Technical Abstract: Extrauterine growth restriction in premature infants is largely attributed to reduced lean mass accretion and is associated with long-term morbidities. Previously, we demonstrated that prematurity blunts the feeding-induced stimulation of translation initiation signaling and protein synthesis in skeletal muscle of neonatal pigs. The objective of the current study was to determine whether the blunted feeding response is mediated by reduced responsiveness to insulin, amino acids, or both. Pigs delivered by Cesarean section preterm (PT; 103 d, n = 25) or at term (T; 112 d, n = 26) were subject to euinsulinemic-euaminoacidemic-euglycemic (FAST),hyperinsulinemic-euaminoacidemic-euglycemic (INS), or euinsulinemic-hyperaminoacidemic euglycemic (AA) clamps 4 d after delivery.
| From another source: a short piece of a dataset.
PR #6371, opened 2020-12-21
Adding support for handling manipulation of multiple NameValuePairs

preetkaran20:


zap/src/main/java/org/parosproxy/paros/core/scanner/AbstractAppVariantPlugin.java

Indices of mechanistic target of rapamycin complex 1(mTORC1) signaling and fractional protein synthesis rates were measured after 2 h. While longissimus dorsi (LD) muscle protein synthesis increased in response to both INS and AA, the increase was 28% lower in PT than T. Upstream of mTORC1, Akt phosphorylation, an index of insulin signaling, was increased with INS but was 40% less in PT than T. The abundances of mTOR/RagA and mTOR/RagC, indices of amino acid signaling, increased with AA but were 25% less in PT than T. Downstream of mTORC1, eIF4E/eIF4G abundance was increased by both INS and AA but attenuated by prematurity. These results suggest that preterm birth blunts both insulin- and amino acid-induced activation of mTORC1 and protein synthesis in skeletal muscle, thereby limiting the anabolic response to feeding. This anabolic resistance likely contributes to the high prevalence of extrauterine growth restriction in prematurity.